YOUR ASSIGNMENT: How many lines in the data below have the string "getNewState"? Reply with the number alone.

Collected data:

====

Issue #3766, opened 2020-08-11
[RFC] Removing the Config class


SOF3:
Before anyone does it,
# DO NOT JUST USE THE :+1:/:-1: REACTION.
This issue contains many points, and we don't know which point you are voting on. If you want to express your opinion, no matter you agree or disagree, please post a comment below stating what you think and why you think so (it is fine even if it is duplicate). Put :+1:/:-1: on the comments below, not this issue body.

This is an RFC. See the guidelines for RFCs in [CONTRIBUTING.md](https://github.com/pmmp/PocketMine-MP/blob/stable/CONTRIBUTING.md#rfc-and-voting).
# Content

## Motivation
The Config class is a mix of unrelated methods on multiple serialization formats, having caused API unsoundness (such as `->set($key, true)` on the LIST type) and undocumented behaviour (such as `fixYAMLIndices`) and difficulty in accessing data (see lots of people on forums and discord asking how to push to mapping list property). It is proposed that the actual features of `Config` be split down into actual documented utility functions for higher reusability and maintainability.

### Deprecate the `Config` class
Deprecate and eventually remove `Config` in API 4.0.0. Most usages can be directly replaced by `yaml_parse_file`.

The `getConfig()` method in plugins is very often replaced by custom invocations on `yaml_parse`, and keeping it in the PluginBase class has little to no value. Since default config is not automatically saved by `getConfig()` anyway, `saveResource("config.yml")` followed by `$this->config = yaml_parse_file($this->getDataFolder() . "config.yml");` would be equivalent. (I would furthermore want to remove `saveDefaultConfig()` as an unnecessary specialization, but that is not relevant to this issue).

#### `getNested` and `setNested`
Provide util functions `getNested` and `setNested`, which act on an actual arrays rather than forced on a `Config` object.

Note that `getNested` and `setNested` are mostly useful for dynamic user input. From the developer perspective, it is more sound to use `$array["foo"]["bar"]` than `Utils::getNested($array, "foo.bar")`.

#### `fixYAMLIndices`
This method is very poorly documented. It is possible to keep it as an util function, but given the unreliable nature of regex replacement (doesn't work with `{x: 1, y: 2, y: 3}` inline mappings), it is probably more reliable to get a fix at the ext-yaml level or adoption of another YAML library (or use NEON?).

#### Properties format
[...]

PR #5988, opened 2023-08-11
default-unicode-for-json

nomirva:


nomirva:
I think you need to make the default unicode option for json config. So that there are no problems with non-ascii alphabets.

dktapps:
I don't see how this fixes anything. It changes the output representation, not the parsing.

nomirva:
This is exactly what I propose. I didn't quite understand what you thought. I just want unicode characters not to be escaped. In the current state, you have to override the options for saving the json config yourself. In the same yaml, a similar option is already set.

dktapps:
Considering that we're planning to get rid of Config (see #3766), I don't think it makes sense to change its behaviour this late in its life cycle. You can always add this option yourself if you want to alter the behaviour of your own JSON configs (or just stop using Config altogether).

PR #5989, opened 2023-08-12
Added ability to change max players by a command

JavierLeon9966:
## Introduction

Sometimes we want to limit the number of players that can join our server without needing to restart it and have to make them rejoin it and possibly make unwanted players join in the process. This pull request adds the /setmaxplayers command to change the max player count during runtime.
### Relevant issues

None
### API changes

None
### Behavioural changes

None
## Backwards compatibility

None
## Follow-up

Requires translations:

| Name | Value in eng.ini |
| :--: | :---: |
| `commands.setmaxplayers.success` | `Set max players to {%0}.` |
| `commands.setmaxplayers.success.lowerbound` | `(Bound to current player count)` |
| `commands.setmaxplayers.usage` | `/setmaxplayers <maxPlayers>` |
| `pocketmine.command.setmaxplayers.description` | `Sets the maximum number of players for this server.` |
| `pocketmine.permission.command.setmaxplayers` | `Allows the user to change the max player count` |

## Tests

TODO

### DIFF
--- a/src/Server.php
+++ b/src/Server.php
@@ -262,8 +262,6 @@ class Server{
 
 	private WorldManager $worldManager;
 
-	private int $maxPlayers;
-
 	private bool $onlineMode = true;
 
 	private Network $network;
@@ -338,7 +336,7 @@ class Server{
 	}
 
 	public function getMaxPlayers() : int{
-		return $this->maxPlayers;
+		return $this->configGroup->getConfigInt("max-players", self::DEFAULT_MAX_PLAYERS);
 	}
 
 	/**
@@ -931,8 +929,6 @@ class Server{
 			@touch($bannedIpsTxt);
 			$this->banByIP = new BanList($bannedIpsTxt);
 			$this->banByIP->load();
-
-			$this->maxPlayers = $this->configGroup->getConfigInt("max-players", self::DEFAULT_MAX_PLAYERS);
 
 			$this->onlineMode = $this->configGroup->getConfigBool("xbox-auth", true);
 			if($this->onlineMode){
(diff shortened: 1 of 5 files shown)


dktapps:
I feel like this is better suited to a plugin

SOF3:
First, the changes to Server.php must be merged to make this possible through a plugin.

Second, this is a BC break. There might be plugins assuming an `new SplFixedArray($server->getMaxPlayers())` and end up overflowing.

dktapps:
> First, the changes to Server.php must be merged to make this possible through a plugin.

I hadn't actually noticed this wasn't currently possible. In that case, we should probably add some actual APIs rather than using configs for this.

I still don't think a command for this is appropriate for the core though.

JavierLeon9966:
> I hadn't actually noticed this wasn't currently possible. In that case, we should probably add some actual APIs rather than using configs for this.
> 
> I still don't think a command for this is appropriate for the core though.

At first I considered making `Server->setMaxPlayers()` with validation checks, but then I realized `Server` had no `set` methods and it used the config instead, so I decided to opt for that for consistency.


> Second, this is a BC break. There might be plugins assuming an `new SplFixedArray($server->getMaxPlayers())` and end up overflowing.

I also considered limiting it to `Limits::INT32_MAX` because Minecraft uses that for the max player count and anything above that goes into the negatives, but I chose `PHP_INT_MAX` to be consistent with the config which has no bounds checks.

dktapps:
Closing this as stale. With the proper API (as in #6261) this can be implemented by a plugin.

PR #5991, opened 2023-08-14
Implement pressure plate activation logic and events

dktapps:
## Introduction
This makes it easier for plugins to implement redstone and other custom functionality without needing to overwrite blocks.

### Relevant issues
Closes #5936

### API changes
- Added `PressurePlateUpdateEvent`
  - This event is called on pressure plate activation, signal strength change (for weighted pressure plates) and deactivation.
  - If an entity stands on the pressure plate without moving, the event will be fired once every few ticks, depending on the plate's deactivation delay (20 ticks for simple pressure plates, 10 for weighted).
  - The event extends `BaseBlockChangeEvent`, presenting `getBlock()` and `getNewState()`.
  - `getActivatingEntities()` is also provided, giving the list of entities which are causing the pressure plate to have its new state.
  - While active, the event will be fired even if the pressure plate's state has not changed.
- Deprecated `WeightedPressurePlateLight` and `WeightedPressurePlateHeavy`. These classes have no obvious purpose and will be removed in PM6.
- `WeightedPressurePlate` is no longer abstract.
- `WeightedPressurePlate->__construct()` accepts 2 new parameters: `int $deactivationDelayTicks` and `float $signalStrengthFactor`. Currently optional, these will become mandatory in PM6.
- `PressurePlate->__construct()` accepts 1 new parameter: `int $deactivationDelayTicks`. Currently optional, will become mandatory in PM6.
- Added the following methods to `PressurePlate`:
  - `protected function getActivationBox() : AxisAlignedBB`
  - `protected function hasOutputSignal() : bool` - to become abstract in PM6
  - `protected function calculatePlateState(list<Entity> $entities) : list<Entity>` - to become abstract in PM6
  - `protected function filterIrrelevantEntities(list<Entity> $entities) : list<Entity>`

### Behavioural changes
Pressure plates now behave as expected.

## Backwards compatibility
None, although some BC breaks should be made in PM6 where existing code has been changed.

## Tests
This has been playtested extensively.

Events have not yet been tested as of writing this.

### DIFF
--- a/src/block/PressurePlate.php
+++ b/src/block/PressurePlate.php
@@ -33,8 +33,8 @@ use pocketmine\math\Facing;
 use pocketmine\math\Vector3;
 use pocketmine\player\Player;
 use pocketmine\world\BlockTransaction;
-use pocketmine\world\sound\RedstonePowerOffSound;
-use pocketmine\world\sound\RedstonePowerOnSound;
+use pocketmine\world\sound\PressurePlateActivateSound;
+use pocketmine\world\sound\PressurePlateDeactivateSound;
 use function count;
 
 abstract class PressurePlate extends Transparent{
@@ -155,8 +155,8 @@ abstract class PressurePlate extends Transparent{
 				$world->setBlock($this->position, $newState);
 				if($pressedChange !== null){
 					$world->addSound($this->position, $pressedChange ?
-						new RedstonePowerOnSound() :
-						new RedstonePowerOffSound()
+						new PressurePlateActivateSound($this) :
+						new PressurePlateDeactivateSound($this)
 					);
 				}
 			}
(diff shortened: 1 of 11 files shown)


dktapps:
The event can now be tested using the following code or something like it:
```php
	public function onPressurePlateUpdate(PressurePlateUpdateEvent $event) : void{
		$newState = $event->getNewState();
		if($newState instanceof SimplePressurePlate){
			$this->getLogger()->info("Pressure plate is " . ($newState->isPressed() ? "pressed" : "not pressed"));
		}elseif($newState instanceof WeightedPressurePlate){
			$this->getLogger()->info("Pressure plate has signal strength " . $newState->getOutputSignalStrength());
		}
		$this->getLogger()->info("Activating entities: " . count($event->getActivatingEntities()));
	}
```

This has been playtested and some bugs fixed involving item entities on stone pressure plates.

dktapps:
Correct sounds still need to be added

====

ANSWER TO THE PROBLEM: 2